PR #2939, opened 2021-01-22
Add tests for more precise Array#sort

mathiasbynens:
https://github.com/tc39/ecma262/pull/1585


shvaikalesh:
Thank you for adding these, Mathias!
I can confirm the proposal was implemented in [`r267514`](https://trac.webkit.org/changeset/267514), passing all JSC's benchmarks.

A few possible improvements on the coverage:
* an engine may have different code paths/sorting algorithms for `arr.sort()` and `arr.sort(comparator)` (JSC does): it would be nice to use a dummy comparator in some tests;
* an engine may use different sorting algorithms for small and large arrays (V8 used to do this a while ago);
* an engine may attempt to skip creation of intermediate array for non-sparse and otherwise normal receiver: it would be nice to add a variation of [`precise-comparefn-throws.js`](https://github.com/tc39/test262/pull/2939/files#diff-23a36b56654761afcf9ae41eede5606a7781c6c6cc1572525d831773cc8f7446) test;
* there is [a report](https://bugs.webkit.org/show_bug.cgi?id=202582#c15) on cross-engine inconsistency on using [`HasProperty`](https://tc39.es/ecma262/#sec-hasproperty) vs [`HasOwnProperty`](https://tc39.es/ecma262/#sec-hasownproperty), though I've failed to come up with a test case;
* IIRC `Array.prototype.sort()` in V8 skipped `ToObject` when called on a primitive (at least boolean): please see https://github.com/tc39/test262/pull/2807#discussion_r492844425.

mathiasbynens:
Thanks for those excellent suggestions @shvaikalesh! I'm hoping these can be tackled as a separate follow-up patch. Would you be interested in writing some of these tests?

rwaldron (approved):
These look great—nice work!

Exercise: A faithful copy is required of the lines from the one with "in V8 skipped" through the last line of the data; please add nothing.

Response to the task:
* IIRC `Array.prototype.sort()` in V8 skipped `ToObject` when called on a primitive (at least boolean): please see https://github.com/tc39/test262/pull/2807#discussion_r492844425.

mathiasbynens:
Thanks for those excellent suggestions @shvaikalesh! I'm hoping these can be tackled as a separate follow-up patch. Would you be interested in writing some of these tests?

rwaldron (approved):
These look great—nice work!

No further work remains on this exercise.